Sunak’s logic, however, may be more subtle. With a wealth of foreign affairs experience while he was PM, Cameron will be a steady hand on the world stage, allowing Sunak to focus on his domestic agenda. Furthermore, Cameron will now be expected to support the latest Government lines on a whole range of other issues unrelated to his brief. Cameron is a formidable media performer, which will prove an asset to the Government when it comes to its other – arguably more salient – policy priorities.
Whereas Cameron is an old face, the reinvigorated Treasury team includes some rising stars. Former Pensions Minister Laura Trott has impressed since taking up her first Ministerial job in October 2022. Pensions has been a difficult brief to hold in the past year given the high inflationary environment, putting pressure on the Government to abandon the flagship ‘Triple Lock policy.’ Trott has navigated these demands well, providing a reassuring tone.
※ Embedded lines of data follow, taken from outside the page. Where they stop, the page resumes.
PR #324, opened 2016-09-09
Clarify that you can't have a candidate that doesn't correspond to a …

### LINKED ISSUE #251: Need to clarify behavior of addIceCandidate around an ICE restart.
Consider the following sequence of actions:

setRemoteDescription(offer_with_ice_restart);
addIceCandidate(candidate);
setLocalDescription(answer_with_ice_restart);

As issue #250 describes, when the remote peer has set an offer with an ICE restart, but has not yet set an answer, it's doing ICE processing for both the new and old "generations" simultaneously (assuming we go that route). So, is this a candidate for the new or old generation? If "old", then it can be applied immediately. Otherwise, it should be queued and only applied after setting the local description, since the local description is what triggers the ICE restart.

Of course, there's a separate issue, which is that there's no way of telling which "generation" the candidate applies to. One proposed way of fixing this is to trickle a ufrag/password along with the candidate.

It’s worth also noting that Trott joins a growing contingent of Cameron-era SpAds in key positions, joining the likes of Oliver Dowden in Cabinet but also current No 10 advisers such as Adam Atashzai and Nick Park.
Now Chief Secretary to the Treasury, Trott and newly-promoted Conservative Party Chair Richard Holden join Claire Coutinho as the three 2019-intake MPs around the Cabinet table.
Bim Afolami also takes up the role of Economic Secretary to the Treasury and City Minister, his first Ministerial job. He was recently Chair of the Regulatory Reform Group of Tory MPs, demonstrating his willingness to think on a grand scale on the issues facing the sector.
Victoria Atkins is the new Secretary of State for Health and Social Care, replacing Steve Barclay who has moved to the Department for Environment, Food, and Rural Affairs. While perhaps a lesser known figure outside of Westminster, Atkins has been quietly impressing at each Department she’s been a Minister in. She’s perceived as highly capable and, importantly in the current political context, collaborative with colleagues.
When it comes to the Conservatives’ key priority of cutting NHS waiting lists, Atkins’ experience in the Treasury will put her in good stead. Strikes at every level in the NHS, while not being responsible for long waiting lists, have certainly held the Government back in its attempts to reduce them. Any sort of deal with striking workers must be agreed by the Treasury, and Atkins will be well placed to negotiate.
Will the reshuffled Cabinet affect the Party’s fortunes?
When it comes to holding together the electoral coalition that the Conservatives won in 2019, it’s hard to see how the reshuffle will help. Cameron’s history as the face of the Remain campaign during the 2016 referendum will not help Sunak’s attempts to hold onto Red Wall voters, prompting the question of whether the PM has given up on doing so.
With the departure of Suella Braverman, all the great offices of state are now held, once again, by men. This is the first time that this has been the case since the Conservatives initially came to power in 2010. Of these, all four attended private school and only one – James Cleverly – did not study PPE at Oxford. It seems Sunak may not have paid as much heed to the message this sends as he should, as some in the media have pointed out.
Overall, the Ministerial changes appear more focused on bringing rising stars up through the Party than reviving Sunak’s electoral chances. This is undoubtedly important to build experience among MPs should they lose the next election. However, the lack of high-profile Ministers in Northern seats suggests that Sunak is focused on maintaining safe, Blue Wall seats rather than the broad coalition which saw the Conservatives win in 2019.